Problem details> The answer must consist of every line below that contains the word "enhanced".
(Task inputs Opens)
PR #13973, opened 2021-09-04
[api-minor] Change `{PDFPageView, PDFThumbnailView}.update` to take a parameter object

Snuffleupagus:
- [api-minor] Change `{PDFPageView, PDFThumbnailView}.update` to take a parameter object
 
   The old `update`-signature started to annoy me back when I added optional content support to the viewer, since we're (often) forced to pass in a bunch of arguments that we don't care about whenever these methods are called.

   This is tagged `api-minor` since `PDFPageView` is being used in the `pageviewer` component example, and it's thus possible that these changes could affect some users; the next commit adds fallback handling for the old format.

 - [GENERIC viewer] Add fallback logic for the old `PDFPageView.update` method signature
    
   This is done separately from the previous commit, to make it easier to revert these changes in the future.

### DIFF
--- a/web/base_viewer.js
+++ b/web/base_viewer.js
@@ -405,9 +405,9 @@ class BaseViewer {
 
     const pageNumber = this._currentPageNumber;
 
-    for (let i = 0, ii = this._pages.length; i < ii; i++) {
-      const pageView = this._pages[i];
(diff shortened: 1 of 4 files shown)


timvandermeij (approved):

timvandermeij:
Looks good to me!

PR #13975, opened 2021-09-05

Snuffleupagus:


Snuffleupagus:
Given the `webpack-stream` changes in particular, I've run `gulp mozcentral` and `gulp generic` locally with/without these patches and `diff`ed the output. Apart from updated version/build numbers, there were no actual code changes caused by these patches.

/botio-linux preview

timvandermeij (approved):

timvandermeij:
Thanks for the updates!

PR #13976, opened 2021-09-05
Reduce the size of `TextLayerRenderTask._textDivProperties` in "regular" text-selection mode

Snuffleupagus:
While these changes will obviously not have a significant effect on overall memory usage, it cannot hurt as far as I'm concerned. This patch makes the following changes:
 - Clear out `_textDivProperties` once rendering is done, since those properties are only necessary to keep alive when *enhanced* text-selection is being used.

 - Reduce the size of the `_textDivProperties`-entries by default, since a majority of the properties are only relevant when *enhanced* text-selection is being used.


timvandermeij (approved):

timvandermeij:
Thanks!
(Task inputs Closes)
Problem solution>
 - Clear out `_textDivProperties` once rendering is done, since those properties are only necessary to keep alive when *enhanced* text-selection is being used.
 - Reduce the size of the `_textDivProperties`-entries by default, since a majority of the properties are only relevant when *enhanced* text-selection is being used.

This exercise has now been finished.